Golf has a stout and deep-rooted tradition in Europe and the USA. So, it is rare that an Indian event surprises professionals hailing from these regions. As the $1.25 million Hero Indian Open, celebrating its 50th edition, is all set to start on Thursday, it leaves some foreign golfers wide-eyed.
Michael Thompson, a PGA Tour winning US golfer, hopes to emulate his idol and three-time Major winner Payne Stewart, who had won the title here in 1981. “I would look to follow Payne Stewart. As a seven-year-old, I remember getting his autograph and to play here, where he played and was so successful, is surreal,” said Thompson.
The Asian Tour event, which has travelled five venues in its unbroken five-decade journey, inspires every Indian golfer to give his best. So far, seven Indians, including amateur P.G. Sethi, have lifted this coveted title and three-time winner Jyoti Randhawa (2000, 2006, 2007) stands tall among them.
Currently Randhawa may not be at his best, but local pro Shiv Kapur, who won twice on the Challenge Tour this year to get back his European Tour card, has been going through a fabulous phase in his career and is billed as the top Indian contender for the title.

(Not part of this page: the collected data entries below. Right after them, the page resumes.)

PR #258, opened 2020-08-31
changing to zap log

nithu0115:
Issue #, if available: N/A

Description of changes:

Switching to zap core logging instead of `klog`. Part of the motivation for `logr` was the idea that V level is a bad idea - log lines are all INFO or ERROR. But there are real world scenario when we want know more on what is happening and it is required. We should limit to V(1) (Debug logging) and should not go over that level. 

Changes:
1) Added log-level arg which will either take `debug` or `info` log levels 
2) Modified manager.go template to pass in region value to generate create temp credentials to be consistent with config region flag


nithu0115:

Kapur, who won the Dubai Festival City Challenge Tour last week, was optimistic. “Hopefully, this time around I can get off and running early,” said Kapur, who had come close to winning the crown a few times in the past.
Except Jeev Milkha Singh, who is playing in Japan, other prominent Indians such as former winners Arjun Atwal, C. Muniyappa, Ali Sher and Vijay Kumar; the promising duo of Gaganjeet Bhullar and Anirban Lahiri, ranked third and fourth respectively on the Asian Tour Order of Merit; and S.S.P. Chowrasia and Himmat Rai will be seen in action.
Last year’s Avantha Masters champion Jbe Kruger of South Africa, Swedish golfer of Indian origin Daniel Chopra, Jonathan Moore of the US, David Gleeson of Australia and Thailand’s Pariya Junhasavasdikul will be among the overseas players who can throw a challenge to the Indians.